What is being asked: Output every line from the beginning of the records through the line that contains "I tried explicitly", exactly as it appears.

--- Extracted information ---

PR #1024, opened 2019-06-09
Fix grammatical error in statistic reporting

MaxVanDeursen:
Changed all spelling off `occurences` to `occurrences`


cgoldberg:
thanks!

PR #1025, opened 2019-06-11
Ensure that the last samples get sent by slave and received by master.

cyberw:


locust/runners.py
```diff
@@ -321,6 +321,7 @@ def stop(self):
     def quit(self):
         for client in self.clients.all:
             self.server.send_to_client(Message("quit", None, client.id))
+        gevent.sleep(0.5) # wait for final stats report from all slaves
```
aldenpeterson-wf: This timing seems kind of arbitrary, is there a reason you went with 0.5?

cgoldberg: that was my thought also.

cyberw: Yes, it is kind of arbitrary, I'm assuming that the latency between master & slave is < .5s. 

I tried explicitly waiting for one more event, but ran into issues. It could definitely be done better, but I didnt find a way to do it without adding a significant amount of logic.

cyberw: @aldenpeterson-wf @cgoldberg Any more thoughts? The current behaviour is really bad (missed samples on master), so it needs some kind of fix...

heyman: I guess it could track  which worker nodes have sent their reports, and then some timeout. But I think this is "good enough" and definitely better than the previous behaviour!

---

Exercise output:
PR #1024, opened 2019-06-09
Fix grammatical error in statistic reporting

MaxVanDeursen:
Changed all spelling off `occurences` to `occurrences`


cgoldberg:
thanks!

PR #1025, opened 2019-06-11
Ensure that the last samples get sent by slave and received by master.

cyberw:


locust/runners.py
```diff
@@ -321,6 +321,7 @@ def stop(self):
     def quit(self):
         for client in self.clients.all:
             self.server.send_to_client(Message("quit", None, client.id))
+        gevent.sleep(0.5) # wait for final stats report from all slaves
```
aldenpeterson-wf: This timing seems kind of arbitrary, is there a reason you went with 0.5?

cgoldberg: that was my thought also.

cyberw: Yes, it is kind of arbitrary, I'm assuming that the latency between master & slave is < .5s. 

I tried explicitly waiting for one more event, but ran into issues. It could definitely be done better, but I didnt find a way to do it without adding a significant amount of logic.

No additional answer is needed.